All federal political parties and the government stood expressly behind the measures the Swiss National Bank has taken, the government said in a statement after the meeting.

It was the encouragement Hildebrand needed, and as the franc spiked again on Monday September 5, the SNB plotted its moment to pounce, issuing a short statement at 10 a.m. the following day that jolted traders over their mid-morning coffee.

The euro was going back toward 1.10. The (SNB) board had probably set this value as the trigger for the next intervention, said Ulrich Kohli, SNB chief economist until 2009 and now Geneva University finance professor.

There was huge pressure from the press and politicians that the SNB had to do something, he told the Blick daily. That creates the impression that the board gave into this pressure which is very unfortunate.

Kohli -- another outspoken critic of last year's interventions -- is already skeptical about the new measures. If the national bank is perceived as being credible then it won't have to use so much money to defend the exchange rate target. That would be a success. But the risks that they make massive losses and that inflation rises (are) also considerable.

Jon Cox, head of Swiss research at Kepler Capital Markets, calls Hildebrand the John Wayne of the central bank world for his shoot-from-the-hip action. The franc has stayed below the SNB target rate since the announcement on Tuesday and even weakened slightly on Thursday to trade at 1.21 euros.

We believe the Swiss National Bank's move to keep the franc at 1.20 franc versus euro is credible, at least until the end of the year, said Cox. After that, only time will tell. Central banks working in isolation have rarely been able to influence currencies on a long term basis.

BUYER OF LAST RESORT?

More political pain lies ahead for Hildebrand, who has spent the past couple of months recovering from a bad fall from his mountain bike.

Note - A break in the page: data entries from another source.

PR #12794, opened 2022-05-23
[jellyfin] fix multiple sessions for device and update deps

GiviMAD:

Fix error when multiple sessions for same device are returned by the server. 
Also update the sdk dependencies, I should have done it when I updated the library before the initial merge.


jlaur (approved):
Thanks!

PR #12802, opened 2022-05-24
[LuxtronikHeatpump] fix menuStateLine1 state options

sgiehl:
The state value meanings for `menuStateLine1` channel were migrated incorrectly.

The state value `3` actually does not exist (or is not used).

This was also the case in the addon for openhab 1. See https://github.com/openhab/openhab1-addons/blob/main/bundles/binding/org.openhab.binding.novelanheatpump/src/main/java/org/openhab/binding/novelanheatpump/internal/HeatPumpBinding.java#L468-L479


lolodomo (approved):
LGTM but it will require a manual action in Crowdin to resynchronize the German translation. It is better to update translations only in Crowdin.

sgiehl:
I'll update the translations there.

lolodomo:
> I'll update the translations there.

No, please let me upload the file.
And first the new reference file must be synchronized with Crowdin.

lolodomo:
It is done, I uploaded the German translations form Github into Crowdin.
I hope we will not have bad surprise when next synchronization will be triggered.

PR #12807, opened 2022-05-25
[Netatmo] Enhancement of documentation

### LINKED ISSUE #12799: [Netatmo] Calculation of ID
At the moment the following information is part of the documentation:

```
You have to calculate the ID for the outside module as follows: (it cannot be read from the app)

- if the first serial character is "h": start with "02"
- if the first serial character is "i": start with "03"

```

Looks like this can be enhanced to

```
You have to calculate the ID for the outside module as follows: (it cannot be read from the app)

- if the first serial character is "h": start with "02"
- if the first serial character is "i": start with "03"
- if the first serial character is "j": start with "04"
- if the first serial character is "k": start with "05"

```

Successfully tested with a device with starting character "k". Can anyone confirm?

AndreasIsenmann:
Resolves #12799


jlaur (approved):
Thanks!

PR #12819, opened 2022-05-26
[nikohomecontrol] Do not set thing status before end of initialization

mherwege:

There is a large [PR #11963](https://github.com/openhab/openhab-addons/pull/11963) with new functionality for the Niko Home Control binding that has been open, waiting for review, for a while.
One of the things that got fixed there is an annoying bug. Things did not get initialized properly as the bridge status was already set before the bridge initialization finished. This small PR isolates this fix. I hope that makes it quicker to at least get this fix merged.

### DIFF
--- a/bundles/org.openhab.binding.nikohomecontrol/src/main/java/org/openhab/binding/nikohomecontrol/internal/handler/NikoHomeControlActionHandler.java
+++ b/bundles/org.openhab.binding.nikohomecontrol/src/main/java/org/openhab/binding/nikohomecontrol/internal/handler/NikoHomeControlActionHandler.java
@@ -66,8 +66,8 @@ public class NikoHomeControlActionHandler extends BaseThingHandler implements Nh
     public void handleCommand(ChannelUID channelUID, Command command) {
         NikoHomeControlCommunication nhcComm = getCommunication();
         if (nhcComm == null) {
-            updateStatus(ThingStatus.OFFLINE, ThingStatusDetail.BRIDGE_UNINITIALIZED,
-                    "@text/offline.bridge-unitialized");
+            updateStatus(ThingStatus.OFFLINE, ThingStatusDetail.CONFIGURATION_ERROR,
+                    "@text/offline.configuration-error.invalid-bridge-handler");
             return;
         }
 
@@ -214,7 +214,8 @@ public class NikoHomeControlActionHandler extends BaseThingHandler implements Nh
 
         NikoHomeControlCommunication nhcComm = getCommunication();
         if (nhcComm == null) {
-            updateStatus(ThingStatus.OFFLINE, ThingStatusDetail.BRIDGE_OFFLINE, "@text/offline.bridge-unitialized");
+            updateStatus(ThingStatus.OFFLINE, ThingStatusDetail.CONFIGURATION_ERROR,
+                    "@text/offline.configuration-error.invalid-bridge-handler");
             return;
         }
 
@@ -338,8 +339,8 @@ public class NikoHomeControlActionHandler extends BaseThingHandler implements Nh
         if (nhcBridgeHandler != null) {
             nhcBridgeHandler.bridgeOnline();
         } else {
-            updateStatus(ThingStatus.OFFLINE, ThingStatusDetail.BRIDGE_UNINITIALIZED,
-                    "@text/offline.bridge-unitialized");
+            updateStatus(ThingStatus.OFFLINE, ThingStatusDetail.CONFIGURATION_ERROR,
+                    "@text/offline.configuration-error.invalid-bridge-handler");
         }
     }
 
--- a/bundles/org.openhab.binding.nikohomecontrol/src/main/java/org/openhab/binding/nikohomecontrol/internal/handler/NikoHomeControlActionHandler.java
+++ b/bundles/org.openhab.binding.nikohomecontrol/src/main/java/org/openhab/binding/nikohomecontrol/internal/handler/NikoHomeControlActionHandler.java
@@ -217,8 +217,6 @@ public class NikoHomeControlActionHandler extends BaseThingHandler implements Nh
             updateStatus(ThingStatus.OFFLINE, ThingStatusDetail.BRIDGE_UNINITIALIZED,
                     "@text/offline.bridge-unitialized");
             return;
-        } else {
-            updateStatus(ThingStatus.UNKNOWN);
         }
 
         // We need to do this in a separate thread because we may have to wait for the communication to become active
--- a/bundles/org.openhab.binding.nikohomecontrol/src/main/java/org/openhab/binding/nikohomecontrol/internal/handler/NikoHomeControlActionHandler.java
+++ b/bundles/org.openhab.binding.nikohomecontrol/src/main/java/org/openhab/binding/nikohomecontrol/internal/handler/NikoHomeControlActionHandler.java
@@ -55,6 +55,8 @@ public class NikoHomeControlActionHandler extends BaseThingHandler implements Nh
 
     private volatile @Nullable NhcAction nhcAction;
 
+    private volatile boolean initialized = false;
+
     private String actionId = "";
     private int stepValue;
     private boolean invert;
@@ -65,10 +67,9 @@ public class NikoHomeControlActionHandler extends BaseThingHandler implements Nh
 
     @Override
     public void handleCommand(ChannelUID channelUID, Command command) {
-        NikoHomeControlCommunication nhcComm = getCommunication();
+        NikoHomeControlCommunication nhcComm = getCommunication(getBridgeHandler());
         if (nhcComm == null) {
-            updateStatus(ThingStatus.OFFLINE, ThingStatusDetail.CONFIGURATION_ERROR,
-                    "@text/offline.configuration-error.invalid-bridge-handler");
+            logger.debug("communication not up yet, cannot handle command {} for {}", command, channelUID);
             return;
         }
 
@@ -201,6 +202,8 @@ public class NikoHomeControlActionHandler extends BaseThingHandler implements Nh
 
     @Override
     public void initialize() {
+        initialized = false;
+
         NikoHomeControlActionConfig config;
         if (thing.getThingTypeUID().equals(THING_TYPE_DIMMABLE_LIGHT)) {
             config = getConfig().as(NikoHomeControlActionDimmerConfig.class);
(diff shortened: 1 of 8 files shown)


lolodomo:
This is perfectly expected to set a thing status in thing handler initialize() before returning. So the code you removed is correct.
The problem is a bad bridge/thing implementation: your thing handler is apparently not checking the bridge status.
I can try to propose an alternative and proper correction of your problem if you are available to test it.

lolodomo:
> There is a large [PR #11963](https://github.com/openhab/openhab-addons/pull/11963) with new functionality for the Niko Home Control binding that has been open, waiting for review, for a while.

Prefer several small PRs and you will get a faster feedback.
This is what you did with this PR and we should conclude soon.

lolodomo:
> > The problem is a bad bridge/thing implementation: your thing handler is apparently not checking the bridge status.
> 
> I was wrong, it is checked ... but very late in the thing initialization. To be investigated.
You are updating very often the thing status in this binding, probably more than expected. Could be another source of problems.

bundles/org.openhab.binding.nikohomecontrol/src/main/java/org/openhab/binding/nikohomecontrol/internal/handler/NikoHomeControlActionHandler.java
```diff
@@ -217,8 +217,6 @@ public void initialize() {
             updateStatus(ThingStatus.OFFLINE, ThingStatusDetail.BRIDGE_UNINITIALIZED,
```
jlaur, line 217: Additional improvement opportunity here: **BRIDGE_UNINITIALIZED** should be set by framework in combination with status **UNINITIALIZED**. When bridge is not initialized, `initialize()` in child things will not be called. Instead you can set **BRIDGE_OFFLINE** (if this is the case). For reference: https://www.openhab.org/docs/concepts/things.html#status-details

mherwege: @jlaur Correct, and this should not happen anymore at all. nhcComm cannot be null if the bridge has been initialized. I modified the ThingStatusDetail anyway.

bundles/org.openhab.binding.nikohomecontrol/src/main/java/org/openhab/binding/nikohomecontrol/internal/handler/NikoHomeControlActionHandler.java
```diff
@@ -214,11 +214,8 @@ public void initialize() {
 
         NikoHomeControlCommunication nhcComm = getCommunication();
         if (nhcComm == null) {
-            updateStatus(ThingStatus.OFFLINE, ThingStatusDetail.BRIDGE_UNINITIALIZED,
-                    "@text/offline.bridge-unitialized");
+            updateStatus(ThingStatus.OFFLINE, ThingStatusDetail.BRIDGE_OFFLINE, "@text/offline.bridge-unitialized");
```
jlaur, line 217: Please update i18n key and text accordingly:
`offline.bridge-unitialized = Bridge not initialized`

bundles/org.openhab.binding.nikohomecontrol/src/main/java/org/openhab/binding/nikohomecontrol/internal/handler/NikoHomeControlActionHandler.java
jlaur: It will also return null in case `getBridgeHandler()` returns null. This can occur in case of misconfiguration where thing is configured without a bridge. Please check if this is now handled correctly - **CONFIGURATION_ERROR** would be more correct in this scenario.

jlaur: See for example:
https://github.com/openhab/openhab-addons/blob/88e7ba3774045325c6e85c613eeefb468db2ecef/bundles/org.openhab.binding.hdpowerview/src/main/java/org/openhab/binding/hdpowerview/internal/handler/HDPowerViewShadeHandler.java#L97-L102

mherwege: @jlaur Indeed, I didn't think that through properly for configuration errors. I changed it.

bundles/org.openhab.binding.nikohomecontrol/src/main/java/org/openhab/binding/nikohomecontrol/internal/handler/NikoHomeControlActionHandler.java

Any losses the SNB books make it less able to pay its regular dividend to its shareholders -- principally Switzerland's 26 cantons which rely on the income the bank provides. As the possibility of budget cuts hits home, criticism of Hildebrand will almost certainly return.

It was perhaps significant that when he announced the currency target, the SNB chief spoke alone -- he usually appears with his two co-board members. The costs might be very high, but the SNB was acting in the interest of the country as a whole, he said.

Basically he has bet the farm, and the price to Switzerland for getting it wrong is enormous, said Chris Cruden, chief executive of asset manager Insch Capital. The cantons are already squeaking because they are not getting their pay checks.

I have enormous sympathy for Hildebrand. He would have been pilloried for doing nothing, but ... is he going to be the buyer of last resort for the euro?